[Stored data]
Segment Open

PR #422, opened 2023-02-19
minor: remove `Factory::$cascadePersist`

nikophil:
This reduces a little bit `Factory` class state

PR #424, opened 2023-02-24
fix: restore Factory::$cascadePersist

nikophil:
sorry for that, I just discovered a case where `Factory::$cascadePersist` is needed. The solution in #422 could not work because of this: https://github.com/zenstruck/foundry/blob/1.x/src/Factory.php#L350

I've provided in the PR a test which ensures this case is covered


tests/Functional/FactoryDoctrineCascadeTest.php
```diff
@@ -119,17 +125,17 @@ public function many_to_many_reverse_relationship(): void
      */
     public function one_to_one_relationship(): void
     {
-        $variant = factory(Variant::class, [
+        $product = factory(Product::class, [
```
nikophil, line 128: had to change this test, because it was not anymore relying on a `OneToOne` + cascade persist

kbond (approved):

Segment Closed

▸ Task instructions
Copy out the entries above exactly as given, starting at the top and ending with the line containing "I've provided in"; include both and nothing more.

▸ Output for this task
PR #422, opened 2023-02-19
minor: remove `Factory::$cascadePersist`

nikophil:
This reduces a little bit `Factory` class state

PR #424, opened 2023-02-24
fix: restore Factory::$cascadePersist

nikophil:
sorry for that, I just discovered a case where `Factory::$cascadePersist` is needed. The solution in #422 could not work because of this: https://github.com/zenstruck/foundry/blob/1.x/src/Factory.php#L350

I've provided in the PR a test which ensures this case is covered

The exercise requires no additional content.